ITC Ltd on October 30 reported 2% increase in net profit at Rs 5,180 crore for the quarter ended September 30, 2025 as compared to Rs 5,078 crore in the year-ago period, helped by higher sales volumes in its core cigarette business.
However, the company's revenue declined 2% to Rs 19,382 crore as against Rs 19,859 crore in Q2FY25. Meanwhile, the EBITDA was up 2.1% YOY at Rs 6,252 crore, while the margin rose 185 bais points on year to 35.1%.
ITC board approved voluntary delisting of shares from Calcutta Stock Exchange.
"(Board) Approved voluntary delisting of the Company's Ordinary Shares from CSE, pursuant to Regulations 5 and 6 of the SEBI (Delisting of Equity Shares) Regulations, 2021. The Ordinary Shares of the Company will continue to remain listed on the National Stock Exchange of India Limited and BSE Limited, providing nationwide trading facilities," said ITC.
The cigarette-to-paper conglomerate's board approved appointment of former G20 Sherpa Amitabh Kant as a Director and also as an Independent Director for a period of five years with effect from January 1, 2026.
On October 30, ITC shares on NSE closed 0.5% lower at Rs 419.35 apiece.
Segment results
Standalone cigarette business’ revenue rose 6.8% year-on-year to ₹8,723 crore in the September quarter. “Leaf Tobacco consumption cost remains elevated; moderation in procurement prices witnessed in current crop cycle," the company said in the release.
The company said it boosted sales by focusing on key markets, improving its product mix, and taking steps to fight illegal cigarette trade, which helped it grow volumes and strengthen its market position.
Meanwhile, the FMCG-others business, which owns brands such as Aashirvaad, Sunfeast and Fiama, reported revenue of ₹5,964 crore, up 6.9% year-on-year on a standalone basis bed by growth in staples, dairy, premium personal wash and agarbattis.

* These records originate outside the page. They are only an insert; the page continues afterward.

PR #4063, opened 2025-03-31
fix: Pass ps_args as option to container top

coderbirju:
Currently the arguments for the ps command is parsed out in the [top.go file](https://github.com/containerd/nerdctl/blob/00558aabc88e066658e4dc79cf5278c77833ddda/pkg/cmd/container/top.go#L63)
this PR moves the parsing logic to the parent function and passes the parsed values via a new field in the [ContainerTopOptions](https://github.com/containerd/nerdctl/blob/00558aabc88e066658e4dc79cf5278c77833ddda/pkg/api/types/container_types.go#L342)
This will enable nerdctl lib users to pass ps_args values. 

Tests are already present for these in [cmd/nerdctl/container/container_top_test.go](https://github.com/containerd/nerdctl/blob/main/cmd/nerdctl/container/container_top_test.go) 
I've just moved the parsing from child function to parent, no change in logical behavior

### DIFF
--- a/cmd/nerdctl/container/container_top.go
+++ b/cmd/nerdctl/container/container_top.go
@@ -19,6 +19,7 @@ package container
 import (
 	"errors"
 	"fmt"
+	"strings"
 
 	"github.com/spf13/cobra"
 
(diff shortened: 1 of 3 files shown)


AkihiroSuda:
What was the issue?
How to test this PR?

coderbirju:
Updated the PR description

cmd/nerdctl/container/container_top.go
```diff
@@ -66,9 +67,18 @@ func topAction(cmd *cobra.Command, args []string) error {
 		return err
 	}
 	defer cancel()
-	return container.Top(ctx, client, args, types.ContainerTopOptions{
+
+	containerID := args[0]
```
fahedouch, line 71: Please check len to avoid out-of-range panic

manugupt1: minNArgs should cover it I think

coderbirju: Yes, cobra.MinimumNArgs(1) should prevent this from becoming out of range

fahedouch (approved):
thanks

coderbirju:
@AkihiroSuda PTAL when you get a chance

coderbirju:
Retrying for flaky tests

The company noted that the notebooks industry continues to operate under deflationary conditions due to low-priced paper imports and opportunistic play by regional players.
Revenue from the agri business declined 31.2% year-on-year to ₹3,976 crore. “Value-added Agri exports during the quarter were relatively subdued due to delayed call-offs by the customers amid uncertainty on account of US tariffs,” the company said.
Revenue from the paperboards, paper and packaging business rose 5% to ₹2,220 crore. The industry continued to face pressure from “low-priced supplies, subdued realisations and elevated wood prices,” though the company noted “initial signs of moderation in wood prices with improving availability.”